At Heavenfield it’s hard to tell if it’s you that’s
high or the sky that’s low. As soon as you step off the Military
Road and walk through the gate next to the sturdy wooden cross,
you’re in meadow – buttercups, grasses, dock –and
the clouds roll over your head east towards the city and the sea.
The old stone wall round the churchyard borders sycamore trees
and nettles, lush and rampant green above and below. A blue swing
sways in the breeze: you watch it and the way your thoughts weave
in and out of everything that’s there and everything that
isn’t; the sounds of birds and sheep and cars in the distance.
You can smell animal and earth, a hint of autumn in the air - ripeness.
In the graveyard you can sit on a seat of wood and stone and see
the whole of the North unfold in front of you, the blaze of the
Cheviot on the horizon. A metal plaque tells you it’s dedicated
to one Alexander Mason, born at Heavenfield on 2nd June 1906 and
died a couple of miles along the Wall at High Brunton on 6th February
1997. That seems to suit this place, so deeply rooted in time and
continuity, where what is important can bear fruit.
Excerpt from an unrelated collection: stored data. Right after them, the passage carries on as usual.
PR #490, opened 2020-12-29
fix init chain

temaniarpit27:


proto/clerk/v1beta/clerk.proto
```diff
@@ -23,8 +24,6 @@ message EventRecord {
         (gogoproto.moretags) = "yaml:\"record_time\""
     ];
     uint64 log_index = 5;
-    string tx_hash   = 6
-        [(gogoproto.casttype) =
-             "github.com/maticnetwork/heimdall/types/common.HeimdallHash"];
-    string chain_id = 7;
+    string tx_hash   = 6;
```
anilCSE, line 27: Oh missed this, should we use bytes for hash? I believe we agreed to use string only for addresses
```suggestion
   bytes tx_hash   = 6
        [(gogoproto.casttype) =
             "github.com/maticnetwork/heimdall/types/common.HeimdallHash"];
```

anilCSE (commented):
lgtm, just one question

temaniarpit27:
@anilCSE : fixed review comment

proto/clerk/v1beta/clerk.proto
murthyvitwit: @anilCSE if we use `bytes` or `string` with `gogoproto.casttype` its throwing following error on `make hiemdall` command

`# github.com/maticnetwork/heimdall/x/clerk/types
x/clerk/types/clerk.pb.go:142:7: second argument to copy should be slice or string; have [32]byte
x/clerk/types/clerk.pb.go:427:13: cannot use append(m.TxHash[:0], dAtA[iNdEx:postIndex]...) (type []byte) as type "github.com/maticnetwork/heimdall/types/common".HeimdallHash in assignment
x/clerk/types/clerk.pb.go:428:16: invalid operation: m.TxHash == nil (mismatched types "github.com/maticnetwork/heimdall/types/common".HeimdallHash and nil)
x/clerk/types/clerk.pb.go:429:14: cannot use []byte literal (type []byte) as type "github.com/maticnetwork/heimdall/types/common".HeimdallHash in assignment
make: *** [make/release.mk:14: heimdall] Error 2
`

But It's strange that its not throwing **error** when I use it on `staking` module's `proto` types.

murthyvitwit (approved):

proto/clerk/v1beta/clerk.proto
anilCSE: Ah, we should fix this issue then. Let's have a follow-up PR

murthyvitwit: Sure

Rain will thread you into the church, the small fusty vestry, cluttered
with heaters and hymn numbers, boards telling you the story of King
Oswald and how a heavenly light appeared all night over his bones
and invested them with the power to deliver souls possessed with
devils. And so your thoughts find new hooks to hang themselves on,
a different quality of light to see by. Working with renga, it occurs
to you, it’s not by hand you write but by breath, coming and
going, open as the sky over Heavenfield.